_ACTIVITY_: Starting at the line that contains "Log such errors", transcribe every remaining line of the entries exactly, including the last one.

_DATASET RECORDS_:
Issue #196, opened 2015-06-23
Add a way to clear the read cache


dumbbell:
Such a command would clear the read buffers stored in the `file_handle_cache`'s gen_server and in all queues' process dictionary.

PR #199, opened 2015-06-23
file_handle_cache: Add a command to clear all read buffers

dumbbell:
This is meant to be called from `rabbitmqctl`:
```
rabbitmqctl eval 'file_handle_cache:clear_read_cache().'
```

The command sends a message to all queues on all vhosts to make them clear their own read cache. It is asynchronous, so the command will return before the action is complete.

Note: I kept log messages as it could be useful during QA. They should be removed before the merge.

References #196.

### DIFF
--- a/src/file_handle_cache.erl
+++ b/src/file_handle_cache.erl
@@ -148,7 +148,7 @@
          copy/3, set_maximum_since_use/1, delete/1, clear/1]).
 -export([obtain/0, obtain/1, release/0, release/1, transfer/1, transfer/2,
          set_limit/1, get_limit/0, info_keys/0, with_handle/1, with_handle/2,
-         info/0, info/1]).
+         info/0, info/1, clear_read_cache/0]).
 -export([ulimit/0]).
 
 -export([start_link/0, start_link/2, init/1, handle_call/3, handle_cast/2,
@@ -163,6 +163,8 @@
 -define(OBTAIN_LIMIT(LIMIT), trunc((LIMIT * 0.9) - 2)).
 -define(CLIENT_ETS_TABLE, file_handle_cache_client).
 -define(ELDERS_ETS_TABLE, file_handle_cache_elders).
+
+-include("rabbit.hrl"). % For #amqqueue record definition.
 
 %%----------------------------------------------------------------------------
 
@@ -580,6 +582,38 @@ info_keys() -> ?INFO_KEYS.
 
 info() -> info(?INFO_KEYS).
 info(Items) -> gen_server2:call(?SERVER, {info, Items}, infinity).
+
+clear_read_cache() ->
+    gen_server2:cast(?SERVER, clear_read_cache),
+    clear_vhost_read_cache(rabbit_vhost:list()).
+
+clear_vhost_read_cache([]) ->
+    ok;
+clear_vhost_read_cache([VHost | Rest]) ->
+    clear_queue_read_cache(rabbit_amqqueue:list(VHost)),
+    clear_vhost_read_cache(Rest).
+
+clear_queue_read_cache([]) ->
+    ok;
+clear_queue_read_cache([#amqqueue{pid = MPid, slave_pids = SPids} | Rest]) ->
+    Fun = fun(_, State) ->
+        clear_process_read_cache(),
+        State
+    end,
+    rabbit_amqqueue:run_backing_queue(MPid, rabbit_variable_queue, Fun),
+    [rabbit_amqqueue:run_backing_queue(SPid, rabbit_variable_queue, Fun)
+     || SPid <- SPids],
+    clear_queue_read_cache(Rest).
+
+clear_process_read_cache() ->
+    [
+      begin
+          Handle1 = reset_read_buffer(Handle),
+          put({Ref, fhc_handle}, Handle1)
+      end ||
+      {{Ref, fhc_handle}, Handle} <- get(),
+      size(Handle#handle.read_buffer) > 0
+    ].
 
 %%----------------------------------------------------------------------------
 %% Internal functions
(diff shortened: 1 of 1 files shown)


src/file_handle_cache.erl
```diff
@@ -581,6 +583,43 @@ info_keys() -> ?INFO_KEYS.
...
 
+clear_read_cache() ->
+    gen_server2:cast(?SERVER, clear_read_cache),
+    clear_vhost_read_cache(rabbit_vhost:list()).
+
+clear_vhost_read_cache([VHost | Rest]) ->
+    clear_queue_read_cache(rabbit_amqqueue:list(VHost)),
+    clear_vhost_read_cache(Rest);
+clear_vhost_read_cache([]) ->
+    ok.
```
videlalvaro: Just a pet peeve, but can you make the empty list case the first function clause? It seems to be the style favoured in this file as well: https://github.com/rabbitmq/rabbitmq-server/blob/rabbitmq-server-196/src/file_handle_cache.erl#L763

Same comment for the rest of the changes

src/file_handle_cache.erl
```diff
@@ -581,6 +583,43 @@ info_keys() -> ?INFO_KEYS.
...
+
+clear_queue_read_cache(
+  [#amqqueue{name = #resource{virtual_host = VHost, name = Name}, pid = Pid}
+  | Rest]) ->
+    rabbit_log:info(
+      "Clear read buffer cache for queue \"~s\" on vhost \"~s\"~n",
+      [Name, VHost]),
+    rabbit_amqqueue:run_backing_queue(Pid, rabbit_variable_queue,
+      fun(_, State) ->
+          clear_process_read_cache(),
```
videlalvaro: Why do you need to run this code in the context of the backing queue? `clear_process_read_cache/0` will call put in the context of the backing queue Pid if I'm not mistake, so that process dictionary will be used.

videlalvaro: Let me guess… a quick glance at the code tells the `file_handle_cache` module is the one doing the `put/2` and what not, but it's being called from the context of the queue process…

dumbbell:
@videlalvaro: I moved the clauses.

dumbbell:
I modified the code to empty the cache from the slave processes as well.

Note that `file_handle_cache.erl` now includes `rabbit.hrl` so it grows a second dependency to RabbitMQ...

videlalvaro:
What if you move the clear_queue_read_cache closer to the queue logic? Is it worth?

dumbbell:
I would like to keep the read/write buffers logic contained in `file_handle_cache.erl` as much as possible because this is something we want to get rid of. I would prefer to keep the queue implementation clean from this feature.

dumbbell:
> Let me guess… a quick glance at the code tells the file_handle_cache module is the one doing the put/2 and what not, but it's being called from the context of the queue process…

Yes, the cache and many other informations are stored in the dictionary of the process opening/reading the file.

src/file_handle_cache.erl
```diff
@@ -581,6 +583,46 @@ info_keys() -> ?INFO_KEYS.
...
+  | Rest]) ->
+    rabbit_log:info(
+      "Clear read buffer cache for queue \"~s\" on vhost \"~s\"~n",
+      [Name, VHost]),
+    Fun = fun(_, State) ->
+        clear_process_read_cache(),
+        State
+    end,
+    rabbit_amqqueue:run_backing_queue(MPid, rabbit_variable_queue, Fun),
+    [rabbit_amqqueue:run_backing_queue(SPid, rabbit_variable_queue, Fun)
```
videlalvaro: Do we need to clear the cache on the slave Pids? Wouldn't that clear caches on a separate node?

src/file_handle_cache.erl
```diff
@@ -581,6 +583,46 @@ info_keys() -> ?INFO_KEYS.
...
+clear_queue_read_cache([]) ->
+    ok;
+clear_queue_read_cache(
+  [#amqqueue{name = #resource{virtual_host = VHost, name = Name},
+             pid = MPid, slave_pids = SPids}
+  | Rest]) ->
+    rabbit_log:info(
+      "Clear read buffer cache for queue \"~s\" on vhost \"~s\"~n",
+      [Name, VHost]),
+    Fun = fun(_, State) ->
```
videlalvaro: can you apply Emacs Erlang's formatting to all these changes?

dumbbell:
> Do we need to clear the cache on the slave Pids? Wouldn't that clear caches on a separate node?

Yes, this will clear the cache on other nodes. In fact, the command as it is clears all read buffers from all queues on all vhosts, so all nodes are affected.

Maybe I should limit it to the queues hosted on the node running the command, what do you think?

videlalvaro:
>Maybe I should limit it to the queues hosted on the node running the command, what do you think?

What impact could this command have on a node that's heavily loaded?

dumbbell:
Hard to say, it depends on the load obviously. I guess that walking through the dictionary's keys and rewriting some of them is cheap, but there could be many many queues with many buffers.

Then, then garbage collector needs to free all those binaries.

Anyway, after more thinking, I would expect this command to limit its action to the node I'm running it on. I will push a new commit.

michaelklishin:
This function will be used only when you want to reduce RAM use of a node. I think invalidating caches on mirrors is OK. The caches may or may not be around next month, too.

src/file_handle_cache.erl
```diff
@@ -581,6 +583,42 @@ info_keys() -> ?INFO_KEYS.
...
+    clear_queue_read_cache(rabbit_amqqueue:list(VHost)),
+    clear_vhost_read_cache(Rest).
+
+clear_queue_read_cache([]) ->
+    ok;
+clear_queue_read_cache([#amqqueue{pid = MPid, slave_pids = SPids} | Rest]) ->
+    %% Limit the action to the current node.
+    Pids = [P || P <- [MPid | SPids], node(P) =:= node()],
+    %% This function is executed in the context of the backing queue
+    %% process because the read buffer is stored in the processo
```
videlalvaro: processo small "spanish" typo :-)

dumbbell:
> Can you apply Emacs Erlang's formatting to all these changes?

Damn, I only see this comment now... I don't know all the rules of the Emacs style. As it doesn't match the style I'm used to, what should I change in this code?

Once we move to a common build system, I should take some time to add an Elvis configuration to our projects.

videlalvaro:
I will push a new file with the changes. In Emacs with the Erlang mode just select the region and apply formatting, on other editors, I have no idea

PR #202, opened 2015-06-29
Be quiet about sockets closed during SSL upgrade

legoscia:
Log such errors on debug level only, since this is probably a TCP healthcheck.


dumbbell:
Thank you!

_SOLVED EXERCISE_:
Log such errors on debug level only, since this is probably a TCP healthcheck.


dumbbell:
Thank you!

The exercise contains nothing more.